-- WORK TASK --
What is the number of lines below that contain the word "false"? Give only that number.

[Collected data entries]

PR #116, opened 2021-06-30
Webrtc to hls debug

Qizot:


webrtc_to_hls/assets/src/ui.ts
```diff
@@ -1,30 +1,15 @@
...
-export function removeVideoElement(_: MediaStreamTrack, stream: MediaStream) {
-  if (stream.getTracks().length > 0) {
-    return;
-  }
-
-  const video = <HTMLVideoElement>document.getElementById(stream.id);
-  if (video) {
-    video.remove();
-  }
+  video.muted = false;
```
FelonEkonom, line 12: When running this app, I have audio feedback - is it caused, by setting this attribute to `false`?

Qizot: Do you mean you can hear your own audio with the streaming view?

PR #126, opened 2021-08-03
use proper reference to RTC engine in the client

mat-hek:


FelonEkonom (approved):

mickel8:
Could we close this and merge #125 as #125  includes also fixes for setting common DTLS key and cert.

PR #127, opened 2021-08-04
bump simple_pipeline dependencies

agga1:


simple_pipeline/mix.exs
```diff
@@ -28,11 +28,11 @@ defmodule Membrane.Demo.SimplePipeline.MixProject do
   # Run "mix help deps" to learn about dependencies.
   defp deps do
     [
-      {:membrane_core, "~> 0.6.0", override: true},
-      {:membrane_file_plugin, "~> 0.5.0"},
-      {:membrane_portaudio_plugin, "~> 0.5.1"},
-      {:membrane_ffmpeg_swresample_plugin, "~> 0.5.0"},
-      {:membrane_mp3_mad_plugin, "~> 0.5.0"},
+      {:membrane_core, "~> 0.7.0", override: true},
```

-- WRITTEN SOLUTION --
2